PR #1015, opened 2026-07-16
fix: expose granular test failure details in ProgramBench gate_verify

### LINKED ISSUE #1014: enhance: expose details about the amount of tests that failed inside of ProgramBench
For `ProgramBench` to be considered a success, the produced binary has to pass a number of tests which are taken from the original codebase. There are a lot of tests but the eval runner only produces a reward of 1 if all of the unit tests passed, else they return 0 even if a single test is failing. 

To get more visibility into the test suite, there should be some way of exposing the following information:
* Ideally we'd want a list of the failing test cases(s)
* If that is not possible, we at least want to have the number of failing test cases

osilkin98:
Closes #1014

## Changes

- **Enhanced `gate_verify` evaluator command** — replaced the simple todos-only check with a comprehensive pipeline: todos → compilation → multi-tier test execution
  - Preserves existing todos.md check as the primary gate condition (backward compatible)
  - Verifies compilation via `compile.sh` with `timeout 7200`
  - Multi-tier test detection: `make test` → `pytest` → `/workspace/test.sh` → graceful skip
  - Writes structured results (command, exit code, output) to `/workspace/test-results.txt`
  - On failure, RELOOPs referencing the results file (respects 200-char truncation limit)
- **Updated builder prompt** — instructs reading `/workspace/test-results.txt` on RELOOP iterations alongside `todos.md`
- **Updated reviewer prompt** — notes that test results may be available at `/workspace/test-results.txt`
- **Added `writes` for test-results.txt** — gate_verify declares `/workspace/test-results.txt` in its writes set (moved from reads since the gate creates this file)
- **Added 10 new tests** covering compilation check, multi-tier test detection, timeout, test-results.txt references in command/writes/builder/reviewer prompts, and backward compatibility

**Note:** The `notes` field (item #2 in the issue) was skipped because `GateNode` does not have a `notes` field — it's only on `FnNode`. Adding it to `GateNode` would require modifying `factory/workflow/primitives.py`, which is outside the declared scope. This can be addressed in a follow-up PR.

### DIFF
--- a/factory/workflow/contributed/programbench/test_workflow.py
+++ b/factory/workflow/contributed/programbench/test_workflow.py
@@ -139,6 +139,68 @@ class TestProgrambenchWorkflow:
         assert "todos.md" in node.evaluator_command
         assert "## TODO" in node.evaluator_command
 
+    def test_gate_verify_checks_compilation(self) -> None:
+        """Gate verifies compilation via compile.sh."""
+        wf = workflow()
+        node = wf.nodes["gate_verify"]
+        assert isinstance(node, GateNode)
+        assert node.evaluator_command is not None
+        assert "compile.sh" in node.evaluator_command
+
+    def test_gate_verify_multi_tier_test_detection(self) -> None:
+        """Gate probes for tests in priority order: make test, pytest, test.sh."""
+        wf = workflow()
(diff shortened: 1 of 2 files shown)


osilkin98:
@ceo-review

PR #1018, opened 2026-07-17
feat: add Harbor-Index benchmark integration

### LINKED ISSUE #1017: dataset: Add Harbor-Index to benchmarks
Harbor Index is a curated dataset comprised of tasks which humans have verified as solvable, but are extremely difficult for agents to solve. 

https://harbor-index.org/

osilkin98:
Closes #1017

## Changes

- **benchmarks/config.sh**: Add `harborindex` to `benchmark_all_names()` and `benchmark_config()` with dataset `harbor-index/harbor-index-1.0`, exact filter style, and `HarborIndexFactoryCeo` agent class
- **benchmarks/factory_harbor_agent.py**: Add `HarborIndexFactoryCeo` class that inherits from `FactoryCeo` without overriding `_get_factory_command()` — the generic CEO approach handles Harbor-Index's diverse meta-benchmark tasks
- **benchmarks/run.sh**: Add `harborindex` to validation case statement and update usage/error messages
- **.github/workflows/benchmark.yml**: Add `harborindex` to workflow_dispatch choices and add factory + claude-code matrix entries with default instance `bix-filter-chip-variants`

### DIFF
--- a/.github/workflows/benchmark.yml
+++ b/.github/workflows/benchmark.yml
@@ -15,6 +15,7 @@ on:
           - terminalbench
           - programbench
           - legacybench
+          - harborindex
           - all
       instance_id:
         description: 'Instance ID (leave default for smoke test)'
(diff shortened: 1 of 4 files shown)


osilkin98:
@ceo-review

Issue #965, opened 2026-07-05
Fix trace_id.txt persistence across worktree cleanup


osilkin98:
## Summary

`trace_id.txt` is written to the worktree's `.factory/` directory (e.g., `.factory-worktrees/run-xyz/.factory/trace_id.txt`). When the CLI cleans up the worktree after the CEO exits, `trace_id.txt` is deleted. The benchmark script's `find` then can't locate it, resulting in empty `trace_id` in benchmark results and broken failure analysis (analyzer picks up wrong trace).

## Evidence

From benchmark run 28723244671: swebench-factory result had `"trace_id": ""`, causing the failure analyzer to use the legacybench trace instead and report "wrong project."

## Fix

Write `trace_id.txt` to a location that survives worktree cleanup — either the parent project's `.factory/` directory or a stable path like `/tmp/factory-trace-id.txt`.

## Scope

Shared infrastructure change — touches `factory/agents/runner.py` or `factory/cli/ceo.py` where trace_id is persisted.

lambdabaa:
Closing as implemented. _preserve_telemetry() at factory/worktree.py:263-277 copies trace_id.txt from the worktree's .factory/ to the main project's .factory/ before removal. It is called from remove_worktree() at line 367. The telemetry files list is defined as _TELEMETRY_FILES = ("trace_id.txt",) at line 18.

/cc @osilkin98

PR #1021, opened 2026-07-17
fix: use Harbor artifacts in analyze_failure.py when no Langfuse trace exists

### LINKED ISSUE #1004: BUG: langfuse traces in CI keep getting misidentified between different runs

osilkin98:
Closes #1004, #965

## Changes

- **Removed claude-code solver short-circuit** in `main()` — claude-code results now flow through `generate_report()` instead of returning a static dead-end message. Langfuse credential loading and trace search are still skipped for claude-code (since it genuinely has no traces).
- **Added `_find_trial_log()` helper** — discovers `${TIMESTAMP}-${BENCHMARK}-trial.log` files adjacent to the result JSON, reading up to 50KB (tail-truncated for large logs).
- **Enhanced `generate_report()` no-trace path** — when `trace is None`, builds combined text from trial.log + `details.exception`. If LLM is enabled, passes combined text to `run_llm_analysis()` for diagnosis. If LLM is disabled (or fails), renders artifacts under `#### Harbor Artifacts`. Only falls through to "No matching Langfuse trace found" when genuinely nothing is available.
- **Fixed summary mode** — when no trace exists but trial.log/exception are available, passes them to `run_llm_summary()` instead of returning the static "No trace available" message.
- **Added `result_dir` parameter** to `generate_report()` — passed from `main()` as the result JSON's parent directory so the function knows where to look for sibling artifacts.
- **Added 9 tests** covering: claude-code solver no longer short-circuited, trial.log fallback, LLM analysis with trial.log, no-artifacts preserved behavior, summary mode with trial.log, and `_find_trial_log` edge cases (truncation, missing dir, missing file).
- **Captured Harbor output to log file** (`run-harbor.sh`) — Harbor's stdout/stderr is now tee'd to `${TIMESTAMP}-${BENCHMARK}-${BENCHMARK_SOLVER}-harbor.log`. When trial.log isn't found in the Harbor jobs directory, the harbor log is copied to the trial.log artifact path so `analyze_failure.py` picks it up automatically.
- **Fixed tee exit code swallowing** — uses `PIPESTATUS[0]` to preserve Harbor's actual exit code through the tee pipe.
- **Added pre-execution Langfuse wrapper trace** (`lib.sh` + `run-harbor.sh`) — creates a trace before Harbor starts so a trace_id always exists even when the factory CLI crashes before creating its own. The trace is closed with duration/status in the cleanup trap.

### DIFF
--- a/benchmarks/lib.sh
+++ b/benchmarks/lib.sh
@@ -143,6 +143,122 @@ extract_langfuse_hostname() {
     echo "${hostname}"
 }
 
+# create_langfuse_trace — Create a wrapper Langfuse trace via the REST API.
+# Uses Python3 urllib (stdlib) so no pip install is needed.
+# Echoes the 32-char hex trace ID on success, empty string on failure.
+# Env: LANGFUSE_HOST (or LANGFUSE_BASE_URL), LANGFUSE_PUBLIC_KEY, LANGFUSE_SECRET_KEY
+create_langfuse_trace() {
+    local benchmark="${1:-}"
+    local instance_id="${2:-}"
+    local solver="${3:-}"
+    local git_ref="${4:-}"
+
+    python3 -c "
+import json, os, sys, uuid, urllib.request, urllib.error, base64, time
+
+host = os.environ.get('LANGFUSE_HOST') or os.environ.get('LANGFUSE_BASE_URL', '')
+pub_key = os.environ.get('LANGFUSE_PUBLIC_KEY', '')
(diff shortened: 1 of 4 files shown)


osilkin98:
@ceo-review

***

INSTRUCTIONS TO FOLLOW:
Copy each line of the records above that carries the word "passes".

RESPONSE TO THIS TASK:
- **Enhanced `generate_report()` no-trace path** — when `trace is None`, builds combined text from trial.log + `details.exception`. If LLM is enabled, passes combined text to `run_llm_analysis()` for diagnosis. If LLM is disabled (or fails), renders artifacts under `#### Harbor Artifacts`. Only falls through to "No matching Langfuse trace found" when genuinely nothing is available.
- **Fixed summary mode** — when no trace exists but trial.log/exception are available, passes them to `run_llm_summary()` instead of returning the static "No trace available" message.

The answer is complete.